Saturday, April 2, 2016

"Ways of Curating" by Hans Ulrich Obrist (Faber & Faber)

"Ways of Curating"  by Hans Ulrich Obrist (Faber & Faber)

The skill of curating is really putting two or more ideas together and placing it in a space.  Beyond that it can mean anything.  Generally speaking when we hear the word "curate" that means someone with a point-of-view, or subjective thoughts puts something together so we can explore that curator's thinking or world.  Well, at least, in theory.  Without a doubt one of the more interesting curators in contemporary art is Hans Ulrich Obrist.   I have never seen any of his exhibitions, but I do know him through his books and essays.  His best skill is that he has a basic curiosity in how an artist works and thinks.   He is also interested in places, cities, and locations where one can exhibit ideas or more likely art.  The curator is often just as creative as the artist.   Which is sometimes a good thing, and often not that good of a thing. 

Basically an artist makes a work, and if they are lucky it goes out to the world.  In a lot of cases, there is usually someone who takes that work and places it in a room with another work of art.   It can be a random act, but more likely the person (the curator) who does that is looking for themes or a feeling between the artworks.  At times, I find this misleading to the artist's intent, and on occurrences, it brings up new light or a way of looking at that art.  Especially if you know the artist and their work.   So, in a sense, the curator is sort of like a film editor working with a filmmaker.  

The great thing about Obrist is his interest in contemporary art and its past.  He also knows that literature, architecture and personality is also part of the big picture - in other words, everything has a place or importance, and therefore so does art.   The tricky aspect is how and when one place that work in a bigger picture or landscape.  "Ways of Curating" is very much Obrist's thinking in these matters as well as the history of curating, which is fascinating.  Modern curating (at least to Obrist) started in the 19th century in Paris.  At one time, paintings were hung salon style which is a lot of work on one wall. Monet and others started a practice where a painting stands by itself on a large wall, and therefore one concentrates on that one piece.   Salon style exhibition is fascinating, but for me, it's hard for me to focus on individual works, yet people in the 19th century used to see art in this fashion.  

"Ways of Curating" reads not like a book, but more of a collection of essays on the subject matter of curating.  For me, it would have been more fascinating if he just focused on its history, like he did in the first part of the book.  The second part is basically his career and what he has done, which is perfectly fine, but the writing gets kind of 'been there and done that' type of feeling.
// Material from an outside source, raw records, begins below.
PR #48, opened 2015-01-08
Add diagnostics for the ID-API IdentityServiceErrors we saw today

rtyley:
There was a burst of these at lunchtime today:

```
services.IdentityServiceError: Couldn't find user with ID 1280xxxx
```

The logged error implies that the user doesn't exist in Identity, but that is not the case. I think we're expecting there to be fields on this user that do not exist - this logging should make it clearer how the parsing fails.

### DIFF
--- a/frontend/app/services/IdentityService.scala
+++ b/frontend/app/services/IdentityService.scala
@@ -1,22 +1,20 @@
 package services
 
-import scala.concurrent.Future
-import scala.concurrent.ExecutionContext.Implicits.global
-
-import play.api.Logger
-import play.api.Play.current
-import play.api.libs.json._
-import play.api.libs.ws.{WS, WSResponse}
-
 import com.gu.membership.util.Timing
 import com.gu.membership.zuora.Address
-
 import configuration.Config
 import controllers.IdentityRequest
 import forms.MemberForm._
-import model.{IdMinimalUser, IdUser}
 import model.UserDeserializer._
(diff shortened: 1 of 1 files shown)


frontend/app/services/IdentityService.scala
```diff
@@ -109,9 +107,13 @@ trait IdentityApi {
 
   def get(endpoint: String, headers:List[(String, String)], parameters: List[(String, String)]) : Future[Option[IdUser]] = {
     Timing.record(IdentityApiMetrics, "get-user") {
-      WS.url(s"${Config.idApiUrl}/$endpoint").withHeaders(headers: _*).withQueryString(parameters: _*).withRequestTimeout(1000).get().map { response =>
+      val url = s"${Config.idApiUrl}/$endpoint"
+      WS.url(url).withHeaders(headers: _*).withQueryString(parameters: _*).withRequestTimeout(1000).get().map { response =>
+        println("AX"+response.body)
```
jennysivapalan: The println can be removed or logged instead?

rtyley:
Have removed the println- and guess what, the logging shows what I suspected...

https://app.getsentry.com/the-guardian/membership/group/49685617/

```
Id Api response on https://idapi.theguardian.com/user/1280xxxx : JsError(List((/statusFields,List(ValidationError(error.path.missing,WrappedArray())))))
```

...the user definitely is missing the `statusFields` - so #50 makes the field optional.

Nevertheless, this is a very accessible book to someone who is curious about that world, but really doesn't know too much about the nature of art exhibitions, and how they are planned out..  Orbits has many books out, and the best one's are his interview books with various contemporary artists and composers.  He is an interesting guy, and "Ways of Curating" is both good and so-so, but still important of a subject matter to read.